__Given data__:
PR #2, opened 2020-09-29
[framework migration] add terraform for ec2 

wyTrivail:
This is an initial pr to migrate the current testing framework to terraform. 

i have done one test case on ec2/amazon_linux, the plan is to

1. expand to multiple ec2 amis.
2. ecs
3. eks. 

this branch will eventually replace the current master branch.


terraform/ec2/amis.tf
```diff
@@ -0,0 +1,48 @@
...
+    name   = "owner-alias"
+    values = ["amazon"]
+  }
+
+  filter {
+    name   = "name"
+    values = ["amzn2-ami-hvm*"]
+  }
+
+  owners = ["amazon"] # Canonical
```
anuraaga, line 30:
```suggestion
  owners = ["amazon"]
```

terraform/ec2/amis.tf
```diff
@@ -0,0 +1,48 @@
...
+    name   = "owner-alias"
+    values = ["amazon"]
+  }
+
+  filter {
+    name   = "name"
+    values = ["suse-sles-15*"]
+  }
+
+  owners = ["amazon"] # Canonical
```
anuraaga, line 46:
```suggestion
  owners = ["amazon"]
```

terraform/ec2/ec2.tf
```diff
@@ -0,0 +1,97 @@
+provider "aws" {
+  region = var.region
+}
+
+data "aws_s3_bucket_object" "ssh_private_key" {
```
anuraaga, line 5: Is it possible to generate private key with terraform instead of maintaining a bucket?

https://registry.terraform.io/providers/hashicorp/tls/latest/docs/resources/private_key

It would be ephemereal and deleted when terraform destroy happens automatically

terraform/setup/setup.tf
```diff
@@ -0,0 +1,150 @@
+# in this module, we create the necessary common resources for the integ-tests, this setup module will only need to be executed once.
+# vpc, iam role, security group, the number of those resources could be limited, creating them concurrently for every pr would trigger throttling issue.
```
anuraaga, line 2: +1

terraform/setup/setup.tf
```diff
@@ -0,0 +1,150 @@
...
+
+provider "aws" {
+  region = var.region
+}
+
+# create ssh key pair and upload them to s3
+resource "tls_private_key" "ssh_key" {
```
anuraaga, line 9: Ah I see you generate key here - do you need to store it in a bucket? I think it's ok to generate key ever PR run, unless you know of a throttling limitation of `aws_key_pair`. Less permanent keys is safer :)

terraform/setup/setup.tf
anuraaga, line 2: Since you use default VPC you can clarify that here, I assumed from this comment you were creating a VPC here

terraform/ec2/ec2.tf
```diff
@@ -0,0 +1,97 @@
+provider "aws" {
```
anuraaga, line 1: Looks like we'll save a lot by deleting this folder! https://github.com/aws-observability/aws-otel-collector-test-framework/tree/master/integ-test/src/main/java/com/amazon/aocagent/services

terraform/setup/setup.tf
anuraaga: Though maybe you want to consider just creating a VPC here, so it's easier to manage e.g., private subnets

https://github.com/aws-samples/aws-xray-sdk-with-opentelemetry-sample/blob/both-otel-and-xray/scripts/terraform/network.tf#L75

anuraaga (commented):
Looked through terraform files first, I'll need to take some more time to look at the Java code tomorrow.

terraform/ec2/amis.tf
wyTrivail: thx, will do

terraform/ec2/ec2.tf
wyTrivail: i'm trying to keep the private key in case we need to log into the ec2 instance for debugging. we usually need to log into the instance to debug the collector and the image as the log of integ-test can't tell too much info to us.

terraform/setup/setup.tf
wyTrivail: yeah, just keep the key in s3 for debug purpose. And there might be a limit on it, but not like vpc (5 vpcs in one account), it could be hard to reach.

terraform/setup/setup.tf
wyTrivail: yes, i will probably create a vpc for integ-test when i do ecs and fargate if the default one is not easy to use.

terraform/ec2/ec2.tf
wyTrivail: yeah, it does!! i will provide ecs and eks soon

wyTrivail:
as per discussion today, i've change the validator from fetching s3 to directly calling the web application. right now we validate trace id and span id, will validate the payload in the later pr.

wyTrivail:
merged it for now, we can review it while merging this branch to master

PR #12, opened 2020-10-07
add a go application using x-ray sdk

JohnWu20:
Description:
Add a simple go application to the sample-apps. 

Test: 
I run the app and AOC in my local and get the trace data through the x-ray collector.


sample-apps/gp-xray-sdk-emitter/sample.go
```diff
@@ -0,0 +1,42 @@
+// Copyright The OpenTelemetry Authors
```
wyTrivail, line 1: please follow the requirement of building the sample app.  

1. *Web application/Docker image:  *The data emitter needs to be a web application serving a http endpoint, and needs to be able to built as a Docker image and run for testing as a Docker app. A Dockerfile needs to be provided.
2. *Integrate with SDK Repo workflow: *For each new code commit you make in the SDK, you will need to build a new Docker image. Every new Docker image should have a unique tag (you can use the code commit as the tag). Also maintain a “latest” tag for this image which builds with the released SDK. This will help theAOC (https://github.com/aws-observability/aws-otel-collector) repo to use the latest tag image to test with the latest version of the SDK. The SDK workflow sends a dispatch event with the built image link.
3. *Response pattern:* The response of each URL path need to be followed using the data structure listed below i.e. you just need to return the traceid. [json/application]

{
    "traceId": "xxxx"
}

4. *Unique ID*. [skip it if you just do trace not metric]Every time the validator, which is a component in the testing framework, calls the URL, the validator will generate a test-suite-id, which is unique for each run. The URL parameter, for example: http://x.x.x.x:8080/get-trace?testing-id=12313123241, can be used as an unique identifier for the metric e.g. adding this id as part of the metric name so that the metric could be different for each testing run. Note that no matter which http method you use, it will not be in the body, but just in the url parameter.
5. *Environment Variable: There will be some env vars which will be set while running this web application. The env vars will be but not limited to:*
    1. OTEL_EXPORTER_OTLP_ENDPOINT
    2. OTEL_RESOURCE_ATTRIBUTES
    3. *LISTEN_ADDRESS : *This is a mandatory environment variable. This web application address, for example (0.0.0.0:8080), makes the address controllable by the upper level; prevents port conflict with any other software on the testbed and also helps us limit the web application access within a private subnet.
6. *Support multiple URL path: *There’s no limitation on the URL path. There could be multiple URLs in this web application depending on the number of test cases you want.
7. *Keep “/” accessible with response code 200.:* This “/” will be used for the load balancer health check.


this code doesn't meet 1, 2, 3, 5

wyTrivail (changes requested):

sample-apps/gp-xray-sdk-emitter/sample.go
wyTrivail: 1.  you need to add a Dockerfile
2. reach out xray go sdk to add image building in sdk.  bhautip@
3. return the trace id in the response.
4. leverage OTEL_EXPORTER_OTLP_ENDPOINT as the aoc endpoint
5. leverage LISTEN_ADDRESS as the listen address of your endpoint. 


6. create pr with xrayreceiver.  check the workflow
7.  adding testing suite, follow https://github.com/aws-observability/aws-otel-collector-test-framework/tree/terraform/terraform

__Task requirements__: Reproduce exactly the stretch of the material above that starts at the line with "add a Dockerfile" and ends at the line with "6. create pr", both included, and nothing else.

__Exercise output__:
wyTrivail: 1.  you need to add a Dockerfile
2. reach out xray go sdk to add image building in sdk.  bhautip@
3. return the trace id in the response.
4. leverage OTEL_EXPORTER_OTLP_ENDPOINT as the aoc endpoint
5. leverage LISTEN_ADDRESS as the listen address of your endpoint. 


6. create pr with xrayreceiver.  check the workflow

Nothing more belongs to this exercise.